- **ASSIGNMENT**
Reproduce exactly the lines that run from the start of the records below to the line with "PR #2140, opened 2026-06-30", inclusive.

(Data entries)
PR #229, opened 2026-04-19
fleet: witness health monitoring with heartbeat detection (T-023)

jakildev:
Claiming task. Work in progress.

Closes #193

PR #2289, opened 2026-07-08
fleet-claim: reject claiming a closed issue + trailing --repo flag

jakildev:
## Summary
- Guard 1: `cmd_claim` / `cmd_planning_claim` refuse a **CLOSED** issue via a new `_refuse_if_closed` helper. A stale scout cache can list a closed issue in `tasks.open[]` / `needs_plan[]`; claiming it strands a `fleet:claim-*` label (release also retains it). Gate runs first in the claim path, before any dir/label is created.
- Guard 2: a `--repo` token placed **after** the subcommand is now a hard error (exit 2). `--repo` is a global flag parsed before the subcommand; trailing it (e.g. `fleet-claim release 45 --repo game`) previously released the engine `#45` claim instead of `game-45`. One centralized check before dispatch; `cleanup`/`reconcile` (which take their own trailing `--repo <owner/repo>`) are exempt.
- New `scripts/fleet/tests/test_fleet_claim_safety_guards.sh` (20 assertions, hermetic `gh` stub).

## Test plan
- [x] `bash scripts/fleet/tests/test_fleet_claim_safety_guards.sh` — 20/20 pass: CLOSED claim + planning-claim refusal (+ no dir/lock created), trailing `--repo` on claim/release → exit 2, `--repo=` equals form, leading `--repo` + `--stackable-on <url>` no-regression, cleanup/reconcile exemptions.
- [x] All 16 existing `test_fleet_claim_*.sh` suites pass (no regression from the pre-dispatch Guard 2 preamble).
- [x] `bash -n scripts/fleet/fleet-claim` clean.

## Notes for reviewer
Both guards soft-degrade correctly: Guard 1 refuses only a confirmed `CLOSED` and falls open on any `gh` lookup miss (absent gh, unknown namespace, network error), matching `check_blockers`' fail-open contract so a flaky `gh` never blocks every claim. Guard 2 sits after the `FLEET_CLAIM_LIB` sourcing seam, so tests that source the script as a library are unaffected, and matches the `--repo` token exactly/prefix (not substring) so a `--stackable-on <url>` value containing "repo" isn't misflagged.

Closes #2201

🤖 Generated with [Claude Code](https://claude.com/claude-code)

PR #2140, opened 2026-06-30
render: #2082 sun-shadow bake close-out — verify-and-document (C2)

jakildev:
**#2082 (epic #1717 child C2) — RE-SCOPED to a verify-and-document close-out** by architect direction on this PR (2026-07-06). Docs + evidence only, **zero shader / C++ changes**.

## Why re-scoped
The literal C2 direction ("extract `scatterAnalyticEdgeCoverage` into `ir_iso_common`, call it from the bake; thread per-axis frac bits [9:2]") failed verify-first (NEEDS-DESIGN F1–F4, architect-accepted):
- **F1** — `scatterAnalyticEdgeCoverage` is Metal-only; the GL scatter port is the independent unstarted #1938. Nothing to extract on GL.
- **F2** — the bake is a compute pass (one `atomicMin`/canvas pixel); the fragment helper's inputs (`fwidth`, footprint param, neighbour flags) don't exist there. "Call from the bake" = a new mechanism, not helper reuse.
- **F3** — the per-axis resolve already footprint-fills (#1724) and its cardinal layout is the bake's exact inverse (cast == receive, #1380-safe); frac threading contradicts that invariant.
- **F4** — #1784 scope overlap → #1784 closed as stale.

Decisive cross-lane fact: **PR #2204's deterministic A/B proved a bake-side footprint splat is a no-op** (forced radius 12 byte-identical) on resolve-fed paths. There is no live bake-coverage gap to fix.

## Deliverable
- **`docs/design/per-axis-sun-shadow-resolve.md`** — (a) the resolve fill IS the bake-coverage mechanism (no per-pixel bake splat exists or is needed on resolve-fed paths); (b) the accepted ~1-cell per-axis silhouette residual (#1883 precedent); (c) shadow-metric acceptance gates require a pinned deterministic pose (`--no-auto-rotate --no-spin` [+ `--frozen-pose`]).
- **Deterministic captures** under `docs/pr-screenshots/claude/2082-bake-analytic-coverage/` — canvas_stress shadow overlay (cardinal + `--frozen-pose 0.6`) + IRVoxelYaw pure-GRID (yaw0/30/45 + zoom8 stair) + the #2204 splat A/B.
- **`.fleet/plans/issue-2082.md`** — the re-scope of record.

## Evidence-run outcome
[...]

PR #2290, opened 2026-07-08
ci: share auto-rereview flow + skip mechanical rebases (game #229)

jakildev:
## What

Adds `.github/workflows/auto-rereview.yml` to the engine repo and fixes it so a **mechanical rebase no longer triggers a re-review**. Kept byte-identical with the game repo's copy (jakildev/irreden) so both repos share one flow.

## Why

On game [PR #229](https://github.com/jakildev/irreden/pull/229) the fleet merger re-targeted a stacked PR onto master and force-pushed the replayed child commits. `role-merger.md` guarantees verdict labels survive that mechanical rebase, but the game's `auto-rereview.yml` fired on the `synchronize` and stripped `fleet:approved` → `human:re-review` anyway. Timeline:

```
head_ref_force_pushed        (merger rebase)
unlabeled fleet:approved   } auto-rereview (github-actions[bot])
labeled   human:re-review  }
labeled   fleet:stacked-rebase   (merger — 3s TOO LATE)
```

A `fleet:stacked-rebase` label guard can't fix this: the merger applies the label *after* it pushes, and the `synchronize` payload captures labels at push time.

## Fix

The workflow now classifies the push by comparing the PR's **net-diff patch-id** (`git diff base...head` reduced by `git patch-id --stable`, which is invariant across rebase/SHA churn) before vs after:

- identical → mechanical rebase → **skip** (verdict preserved)
- changed → real edit or semantic rebase (master altered the effective diff) → re-review as before

Race-free and needs no coordination with the merger's labeling order. If the pre-push commit is unfetchable (rare orphan case), it conservatively falls back to re-review.

### DIFF
--- a/.github/workflows/auto-rereview.yml
+++ b/.github/workflows/auto-rereview.yml
@@ -24,15 +24,19 @@ name: Auto re-review on push to approved PR
 #   on a `fleet:stacked-rebase` label guard because the merger applies
 #   that label *after* it pushes — the synchronize event payload
 #   captures labels at push time and races ahead of it. Instead we
-#   compare the PR's net-diff patch-id (git diff base...head, reduced by
-#   `git patch-id --stable`, which is invariant across rebases/SHAs)
-#   before vs after the push. Identical patch-id => mechanical rebase =>
+#   compare the PR's net-diff patch-id (reduced by `git patch-id --stable`,
+#   which is invariant across rebases/SHAs) before vs after the push, each
+#   tip against its *own* base. Identical patch-id => mechanical rebase =>
 #   skip. A rebase where master actually altered the effective diff (a
-#   *semantic* rebase) changes the patch-id and still triggers review.
+#   *semantic* rebase) changes the patch-id and still triggers review. The
+#   classify logic lives in `scripts/fleet/classify-auto-rereview.sh` (with a
+#   test suite at `scripts/fleet/tests/test_classify_auto_rereview.sh`) so it
+#   is unit-testable against a git sandbox rather than buried in a `run:` block.
 #
-# This file is kept byte-identical between the engine repo
-# (jakildev/IrredenEngine) and the game repo (jakildev/irreden) so both
-# repos share one re-review flow. Edit both when changing it.
+# This file and `scripts/fleet/classify-auto-rereview.sh` are kept
+# byte-identical between the engine repo (jakildev/IrredenEngine) and the game
+# repo (jakildev/irreden) so both repos share one re-review flow. Edit both
+# repos (and both files) when changing it.
 
 on:
   pull_request:
@@ -60,41 +64,9 @@ jobs:
           AFTER: ${{ github.event.after }}
           BASE_SHA: ${{ github.event.pull_request.base.sha }}
         run: |
-          set -uo pipefail
-
-          # Make sure the three commits we reason about are present locally.
-          # `after` and the base tip come with the PR checkout; `before` is
-          # orphaned by a force-push and may or may not be fetchable.
-          git fetch --no-tags --quiet origin "$AFTER" "$BASE_SHA" 2>/dev/null || true
-          git cat-file -e "${BEFORE}^{commit}" 2>/dev/null \
-            || git fetch --no-tags --quiet origin "$BEFORE" 2>/dev/null || true
-
-          # Net content of a tip = diff from its merge-base with the current
-          # base branch, hashed by patch-id (stable across rebase/SHA churn).
-          net_patch_id() {
-            local tip="$1" mb
-            mb=$(git merge-base "$BASE_SHA" "$tip" 2>/dev/null) || return 1
-            git diff "$mb" "$tip" | git patch-id --stable | awk '{print $1}'
-          }
-
-          if ! git cat-file -e "${BEFORE}^{commit}" 2>/dev/null; then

- **WRITTEN REPLY**
PR #229, opened 2026-04-19
fleet: witness health monitoring with heartbeat detection (T-023)

jakildev:
Claiming task. Work in progress.

Closes #193

PR #2289, opened 2026-07-08
fleet-claim: reject claiming a closed issue + trailing --repo flag

jakildev:
## Summary
- Guard 1: `cmd_claim` / `cmd_planning_claim` refuse a **CLOSED** issue via a new `_refuse_if_closed` helper. A stale scout cache can list a closed issue in `tasks.open[]` / `needs_plan[]`; claiming it strands a `fleet:claim-*` label (release also retains it). Gate runs first in the claim path, before any dir/label is created.
- Guard 2: a `--repo` token placed **after** the subcommand is now a hard error (exit 2). `--repo` is a global flag parsed before the subcommand; trailing it (e.g. `fleet-claim release 45 --repo game`) previously released the engine `#45` claim instead of `game-45`. One centralized check before dispatch; `cleanup`/`reconcile` (which take their own trailing `--repo <owner/repo>`) are exempt.
- New `scripts/fleet/tests/test_fleet_claim_safety_guards.sh` (20 assertions, hermetic `gh` stub).

## Test plan
- [x] `bash scripts/fleet/tests/test_fleet_claim_safety_guards.sh` — 20/20 pass: CLOSED claim + planning-claim refusal (+ no dir/lock created), trailing `--repo` on claim/release → exit 2, `--repo=` equals form, leading `--repo` + `--stackable-on <url>` no-regression, cleanup/reconcile exemptions.
- [x] All 16 existing `test_fleet_claim_*.sh` suites pass (no regression from the pre-dispatch Guard 2 preamble).
- [x] `bash -n scripts/fleet/fleet-claim` clean.

## Notes for reviewer
Both guards soft-degrade correctly: Guard 1 refuses only a confirmed `CLOSED` and falls open on any `gh` lookup miss (absent gh, unknown namespace, network error), matching `check_blockers`' fail-open contract so a flaky `gh` never blocks every claim. Guard 2 sits after the `FLEET_CLAIM_LIB` sourcing seam, so tests that source the script as a library are unaffected, and matches the `--repo` token exactly/prefix (not substring) so a `--stackable-on <url>` value containing "repo" isn't misflagged.

Closes #2201

🤖 Generated with [Claude Code](https://claude.com/claude-code)

PR #2140, opened 2026-06-30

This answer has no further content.